Everybody knows the story of Columbus, right? He was an Italian explorer from Genoa who set sail in 1492 to enrich the Spanish monarchs with gold and spices from the orient. Not quite. For too long, scholars have ignored Columbus's grand passion: the quest to liberate Jerusalem from the Muslims.
During Columbus's lifetime, Jews became the target of fanatical religious persecution. On March 31, 1492, King Ferdinand and Queen Isabella proclaimed that all Jews were to be expelled from Spain. The edict especially targeted the 800,000 Jews who had never converted, and gave them four months to pack up and get out. The Jews who were forced to renounce Judaism were known as "Conversos," or converts. There were also those who feigned conversion, practicing Catholicism outwardly while covertly practicing Judaism.
Columbus, who was known in Spain as Cristóbal Colón and didn't speak Italian, signed his last will and testament on May 19, 1506, and made five curious and revealing provisions.
Two of his wishes -- tithe one-tenth of his income to the poor and provide an anonymous dowry for poor girls are part of Jewish customs. He also decreed to give money to a Jewish man who lived at the entrance of the Lisbon Jewish Quarter. On those documents, Columbus used a triangular signature of dots and letters that resembled inscriptions found on gravestones of Jewish cemeteries in Spain. He ordered his heirs to use the signature in perpetuity. According to British historian Cecil Roth, the anagram was a cryptic substitute for the Kaddish; a prayer recited in the synagogue by mourners after the death of a close relative. Thus, Columbus's subterfuge would allow his sons to say Kaddish for their crypto-Jewish father when he died. Finally, Columbus left money to his successors to take up the cause of liberating the Holy Land from the Muslims.
Estelle Irizarry, a linguistics professor at Georgetown University, USA has analyzed the language and syntax of hundreds of handwritten letters, diaries and documents of Columbus.
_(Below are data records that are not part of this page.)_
PR #1437, opened 2017-09-21
Equipment expansion for "turnbattle" contrib

FlutterSprite:
Adds a new contrib module: turnbattle_equip, an implementation of the turnbattle contrib that includes a basic, expandable system for handling weapons and armor.

Adds a new version of the 'turnbattle' contrib module that handles weapons (including variable accuracy and damage) and armor (with variable damage reduction and hit chance). The module also includes a few prototypes for easy testing.

Equipment is a near-universal feature of MUDs featuring combat systems, so a good framework for using weapons and armor can see a lot of use. It also serves as a good example of how the 'turnbattle' module can be expanded, and therefore act as a resource for newer developers.

The unit tests aren't in yet, but it's otherwise ready to test and mess around with!

### DIFF
--- a/evennia/contrib/turnbattle_equip.py
+++ b/evennia/contrib/turnbattle_equip.py
@@ -1,0 +1,1051 @@
+"""
+Simple turn-based combat system with equipment
+
+Contrib - Tim Ashley Jenkins 2017
+
+This is a version of the 'turnbattle' contrib with a basic system for
+weapons and armor implemented. Weapons can have unique damage ranges
+and accuracy modifiers, while armor can reduce incoming damage and
+change one's chance of getting hit. The 'wield' command is used to
+equip weapons and the 'don' command is used to equip armor.
+
+Some prototypes are included at the end of this module - feel free to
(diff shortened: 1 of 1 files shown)


Griatch:
Thanks for the contrib! Haven't looked at the code yet, some initial administrative points: 

- Given that this is a module specifically aimed for use with another contrib, I wonder if it would not be better to add a new subfolder `contrbs/turnbattle/` and put the the existing `turnbattle.py` as this new module in there. Then all modules related to turbattle (I saw in chat you might add more) could go together and be imported used from a single place. Look at the other sub-packages in contrib for hints on how to set it up (all must have a `README.md` for example). 
- Since this is a new feature, please re-point this PR against the `develop` branch (see the announcement in the forum). [Here](https://github.com/blog/2224-change-the-base-branch-of-a-pull-request) is how you do so easily from github.

FlutterSprite:
I'm going to go ahead and start this PR over from scratch, since I moved the Turnbattle modules into their own subfolder and such!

At the top left-hand corner of all but one of the 13 letters written by Columbus to his son Diego, contained the handwritten Hebrew letters bet-hei, meaning b'ezrat Hashem (with God's help). Observant Jews have for centuries customarily added this blessing to their letters. No letters to outsiders bear this mark,
and the one letter to Diego in which this was omitted was one meant for King Ferdinand.
On the day Columbus chose to set sail, scholars point to further evidence of his true motives. He was originally going to sail on August 2, 1492, a day that happened to coincide with the Jewish holiday of Tisha B'Av, marking the destruction of the First and Second Holy Temples of Jerusalem. Columbus postponed this original sail date by one day to avoid embarking on the holiday, which would have been considered by Jews to be an unlucky day to set sail.
Columbus's voyage could also have been motivated by a desire to find a safe haven for the Jews in light of their expulsion from Spain as much as finding another route to Asia. Carol Delaney, a cultural anthropologist at Stanford University, concludes that Columbus was a deeply religious man whose purpose was to sail to Asia to obtain gold in order to finance the taking back of Jerusalem and to rebuild the Jews' Holy Temple.
And the Columbus voyage was not, as is commonly believed, funded by the deep pockets of Queen Isabella, but rather by two Jewish Conversos and another prominent Jew. Louis de Santangel and Gabriel Sanchez advanced an interest free loan of 17,000 ducats from their own pockets to help pay for the voyage, as did Don Isaac Abrabanel, rabbi and Jewish statesman.
Indeed, the first two letters Columbus sent back from his journey were not to Ferdinand and Isabella, but to Santangel and Sanchez, thanking them for their support and telling them what he had found.